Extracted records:
╭──

Issue #536, opened 2020-05-14
Add Python/R Editor front end tests


karlaspuldaro:
Initial test scenarios (ok to open separate issues/PRs for each  task or group below)

Create new python file
- [x] New python file available from main launcher/other ( #457 )
- [x] New python file available from file->new->python file ( #603 )

Icons
- [x] Editor icons visible from: launcher/other, file->new->python/r file, file browser when a `.py` or `.r` file is listed ( #2216 )

Open Python/R Editor
- [x] open blank Python/R Editor from launcher ( #457 )
- [x] open blank Python/R Editor from file->new->python file ( #603 )
- [x] open a `.py` or `.r` file should open Python/R Editor with expected content ( #2216 )
- [x] check content of menu when right click the editor tab (options should include `Python/R File`)( #2216 )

╰──

What to produce: Read the data above. Pull out each line in which the string "blank" appears.

Output of the task:
- [x] open blank Python/R Editor from launcher ( #457 )
- [x] open blank Python/R Editor from file->new->python file ( #603 )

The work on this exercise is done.